Exercise
Select, from the data, each line where "services" occurs.

Given entries
PR #95, opened 2019-03-22
Fix path templates to start with /

alexander-fenster:
gapic-generator fails to generate clients for Showcase v0.0.13 because of these path templates that don't start with `/`.

```
ERROR: google/showcase/v1alpha3/messaging.proto:93:3: http: In path template 'v1alpha3/{parent=users/*/profile}/blurbs': effective path must start with leading '/'.
```

Fixing that (and will release v0.0.14 when fixed).

### DIFF
--- a/schema/messaging.proto
+++ b/schema/messaging.proto
@@ -95,7 +95,7 @@ service Messaging {
       post: "/v1alpha3/{parent=rooms/*}/blurbs"
       body: "*"
       additional_bindings: {
-        post: "v1alpha3/{parent=users/*/profile}/blurbs"
+        post: "/v1alpha3/{parent=users/*/profile}/blurbs"
         body: "*"
       }
     };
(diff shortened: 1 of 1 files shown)


noahdietz:
The build fails building the `gapic-showcase` CLI because of an issue with the `server` impl that is a dependency of `cmd/gapic-showcase/run.go`.
```
go get -v -d -t ./cmd/gapic-showcase && go install ./cmd/gapic-showcase
...
# github.com/googleapis/gapic-showcase/server/services
server/services/operations_service.go:34:67: cannot use operationsServerImpl literal (type *operationsServerImpl) as type longrunning.OperationsServer in return argument:
	*operationsServerImpl does not implement longrunning.OperationsServer (missing WaitOperation method)
Exited with code 2
```

Looks like the interface was not fully implemented @landrito ?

Result
# github.com/googleapis/gapic-showcase/server/services
server/services/operations_service.go:34:67: cannot use operationsServerImpl literal (type *operationsServerImpl) as type longrunning.OperationsServer in return argument:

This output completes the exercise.